– Любишь ли ты меня? – воскликнул молодой человек в минуту чистейшего восторга любви, в то мгновение, когда души встречаются и отдаются друг другу. Молодая девушка взглянула на него и молчала.
– О, если ты меня любишь, – продолжал он, – заговори! Но она взглянула на него, не будучи в состоянии говорить.
– Да, я был слишком счастлив, я надеялся, что ты меня любишь – все теперь исчезло – надежда и блаженство!
– Возлюбленный, неужели я тебя не люблю? – и она повторила вопрос.
– О, зачем так поздно произнесла ты эти небесные звуки!

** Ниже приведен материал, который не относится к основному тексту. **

PR #68, opened 2019-05-13
Encoding/Decoding XML Requests and Responses using Codable

adam-fowler:
Not expecting this to go in now but wanted to put it up so you could have visibility on it.

I have added XML encoding/decoding of AWSShape using the swift codable system. This fixes multiple issues with S3 which uses XML plus a number of issues with systems that uses query requests but expect xml responses. There are a number of other minor fixes also included.

- When I added the query dictionary encoding I never set up EC2 to use it (can extract this into a separate pull request if required).
- Extended XML tests to cover more situations
- Added an XML namespace to AWSShapes. Some S3 requests fail if the namespace isn't provided
- Don't add an XML body, if there is no payload
- Sorry I seemed to have dragged in three changes from @noppoMan


jonnymacs:
@adam-fowler this all looks good. I have to say I don't have a good way to test it, other than it doesn't break anything I am using the sdk for (kinesis which is json, and simple s3 head / get requests)

So I guess I'm comfortable if you are. perhaps @Yasumoto has more regression cases to try?

adam-fowler:
@Yasumoto are you happy with this? I would like to pull it across when I get back to the UK tomorrow.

– Я была слишком счастлива, я не могла говорить, только тогда возвращен мне был дар слова, когда ты передал мне свою скорбь…
– – – —
Старец стоял под окном, в полночь на новый год, и с горьким отчаянием смотрел на неподвижное, вечно цветущее небо, и оттуда на безмолвную, чистую, обеленную землю, на которой никому теперь не были столько чужды радость и сон, сколько ему, ибо его гроб стоял близ него; не юношеская зелень, но старческий снег лежал на нем, и он уносил с собою изо всех богатств жизни одни только заблуждения, преступления и недуги – разоренное тело, запустевшую душу, грудь, напоенную ядом и возраст раскаяния. Прекрасные дни юности мелькали перед ним, как привидения, и манили его опять к тому прелестному утру, когда отец в первый раз поставил его на распутий жизни, вправо ведущем по солнечной стезе добродетели, в дальнюю мирную страну, полную света и жатвы и полную ангелов; влево же сводящем в кротовую нору порока, в черный вертеп, полный точащегося яда, полный гнездящихся змей и мрачных удушающих паров.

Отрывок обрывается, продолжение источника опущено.